Question

A student has a mixture of salt (NaCl) and sugar (C12H22O11). To determine the percentage, the student measures out 5.84 grams of the mixture and dissolves this in 100.0 mL of water. The student knows that aqueous salt with aqueous silver nitrate (AgNO3) to form solid silver chloride (AgCl). The student determines that sugar will not react with silver nitrate. How many mL of 1.0 M AgNO3 would be required to precipitate 5.84 grams of NaCl?

Answer 1

Answer:

The volume of 1.0 AgNO₃ that would be required to precipitate 5.84 grams of NaCl is 99.93 ml

Explanation:

Here we have the reaction of AgNO₃ and NaCl as follows;

AgNO₃(aq) + NaCl(aq)→ AgCl(s) + NaNO₃(aq)
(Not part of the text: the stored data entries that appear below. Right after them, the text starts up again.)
PR #202, opened 2018-08-10
UTY-793: Sending events

pmernyei:

-------

#### Description
Added support for sending events from Writers.

Also added tests for events - only for receiving events for now, because to test sending we would need to create a MutableView, a LoggingDispatcher, a Translation, an EventSender etc. and all of that is messy and subject to change anyway. Made a ticket to add unit tests for event sending once the Core rework is in, and another one to add event-based MonoBehaviour functionality to the Playground soon.

#### Tests
Tests included for receiving events. 
#### Documentation
Implementation work
#### Primary reviewers
@firtina-improbable @zeroZshadow

### DIFF
--- a/workers/unity/Packages/com.improbable.gdk.core/Tests/Editmode/GameObjectRepresentation/Readers/EventTests.cs
+++ b/workers/unity/Packages/com.improbable.gdk.core/Tests/Editmode/GameObjectRepresentation/Readers/EventTests.cs
@@ -1,8 +1,11 @@
 ﻿using System;
+using System.Text.RegularExpressions;
 using Generated.Improbable.Gdk.Tests.BlittableTypes;
 using Generated.Improbable.Gdk.Tests.ComponentsWithNoFields;
 using NUnit.Framework;
 using Unity.Entities;
+using UnityEngine;
+using UnityEngine.TestTools;
 using ComponentWithEvents = Generated.Improbable.Gdk.Tests.ComponentsWithNoFields.ComponentWithNoFieldsWithEvents;
 
 namespace Improbable.Gdk.Core.EditmodeTests.MonoBehaviours.Readers
@@ -10,20 +13,20 @@ namespace Improbable.Gdk.Core.EditmodeTests.MonoBehaviours.Readers
     [TestFixture]
     internal class EventTests
     {
-        protected ComponentWithEvents.Reader ReaderPublic;
-        protected ComponentWithEvents.ReaderWriterImpl ReaderWriterInternal;
-        protected EntityManager EntityManager;
-        protected Entity Entity;
+        private ComponentWithEvents.Reader readerPublic;
+        private ComponentWithEvents.ReaderWriterImpl readerWriterInternal;
+        private EntityManager entityManager;
+        private Entity entity;
         private World world;
 
         [SetUp]
         public void SetUp()
         {
             world = new World("test-world");
-            EntityManager = world.GetOrCreateManager<EntityManager>();
-            Entity = EntityManager.CreateEntity(typeof(SpatialOSBlittableComponent));
-            ReaderWriterInternal = new ComponentWithEvents.ReaderWriterImpl(Entity, EntityManager, new LoggingDispatcher());
-            ReaderPublic = ReaderWriterInternal;
+            entityManager = world.GetOrCreateManager<EntityManager>();
+            entity = entityManager.CreateEntity(ComponentType.Create<SpatialOSBlittableComponent>());
+            readerWriterInternal = new ComponentWithEvents.ReaderWriterImpl(entity, entityManager, new LoggingDispatcher());
+            readerPublic = readerWriterInternal;
         }
 
         [TearDown]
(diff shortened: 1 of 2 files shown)


workers/unity/Packages/com.improbable.gdk.core/Tests/Editmode/GameObjectRepresentation/Readers/EventTests.cs
```diff
@@ -0,0 +1,65 @@
...
+        protected EntityManager EntityManager;
+        protected Entity Entity;
+        private World world;
+
+        [SetUp]
+        public void SetUp()
+        {
+            world = new World("test-world");
+            EntityManager = world.GetOrCreateManager<EntityManager>();
+            Entity = EntityManager.CreateEntity(typeof(SpatialOSBlittableComponent));
```
zeroZshadow: use `ComponentType.Create<>` instead of `typeof`

workers/unity/Packages/com.improbable.gdk.core/Tests/Editmode/GameObjectRepresentation/Readers/EventTests.cs
```diff
@@ -0,0 +1,65 @@
...
+        public void All_event_callbacks_invoked_if_one_throws_exceptiom()
+        {
+            bool firstCallbackInvoked = false;
+            ReaderPublic.OnEvt += (ev => firstCallbackInvoked = true);
+            ReaderWriterInternal.OnEvtEvent(new EvtEvent());
+            bool secondCallbackInvoked = false;
+            ReaderPublic.OnEvt += (ev =>
+            {
+                secondCallbackInvoked = true;
+                throw new Exception("no u");
```
zeroZshadow: make this a proper exception

workers/unity/Packages/com.improbable.gdk.core/Tests/Editmode/GameObjectRepresentation/Readers/EventTests.cs
```diff
@@ -0,0 +1,65 @@
...
+            ReaderWriterInternal.OnEvtEvent(new EvtEvent());
+            Assert.IsTrue(callbackInvoked);
+        }
+
+        [Test]
+        public void All_event_callbacks_invoked_if_one_throws_exceptiom()
+        {
+            bool firstCallbackInvoked = false;
+            ReaderPublic.OnEvt += (ev => firstCallbackInvoked = true);
+            ReaderWriterInternal.OnEvtEvent(new EvtEvent());
```
firtina-improbable: If you do `OnEvtEvent` here `firstCallbackInvoked` will be true and the end assertion will not be valid for this test case (similar with the other non-final `OnEvtEvent` calls

workers/unity/Packages/com.improbable.gdk.core/Tests/Editmode/GameObjectRepresentation/Readers/EventTests.cs
```diff
@@ -0,0 +1,65 @@
...
+            bool secondCallbackInvoked = false;
+            ReaderPublic.OnEvt += (ev =>
+            {
+                secondCallbackInvoked = true;
+                throw new Exception("no u");
+            });
+            ReaderWriterInternal.OnEvtEvent(new EvtEvent());
+            bool thirdCallbackInvoked = false;
+            ReaderPublic.OnEvt += (ev => thirdCallbackInvoked = true);
+            ReaderWriterInternal.OnEvtEvent(new EvtEvent());
```
firtina-improbable: Also need to assert that the exception is logged

workers/unity/Packages/com.improbable.gdk.core/Tests/Editmode/GameObjectRepresentation/Readers/EventTests.cs
samiwh: In create entity I think using types is fine. They do almost the same thing and the end result is the same.

zeroZshadow: I agree they do the same thing, But I think not using the implicit conversion is clearer, and allowed for readonly types. Just a good habit to get into?

samiwh: I think the implicit cast exists mostly for this case. Can you have readonly components in an archetype, as that is essentially static data (except for writing directly using the entity manager, which I guess you'd have to do as you don't have default values on an archetype)? Given that most ComponentType modifiers make no sense on an entity I'd be surprised if archetypes respected them, although a quick glance at the code doesn't reveal much.

If you can have readonly types and they are being used then I agree. Otherwise I don't think it matters which one you use, other than how easy it is to read.

workers/unity/Packages/com.improbable.gdk.core/Tests/Editmode/GameObjectRepresentation/Readers/EventTests.cs
samiwh: The side effects of logging an exception are logger dependent so you would also need to have a special test logger.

Therefore, one mole of silver nitrate, AgNO₃, reacts with one mole of sodium chloride, NaCl, to produce one mole of silver choride, AgCl, and one mole of sodium nitrate, NaNO₃,

Therefore, since 5.84 grams of NaCl which is 58.44 g/mol, contains

$Number \, of \, moles, n = \frac{Mass}{Molar \ mass} = \frac{5.84}{58.44} = 0.09993 \ moles \ of \ NaCl$

0.09993 moles of NaCl will react with 0.09993 moles of AgNO₃

Also, as 1.0 M solution of AgNO₃ contains 1 mole per 1 liter or 1000 mL, therefore, the volume of AgNO₃ that will contain 0.09993 moles is given as follows;

0.09993 × 1 Liter/mole= 0.09993 L = 99.93 mL

Therefore, the volume of 1.0 AgNO₃ that would be required to precipitate 5.84 grams of NaCl is 99.93 ml.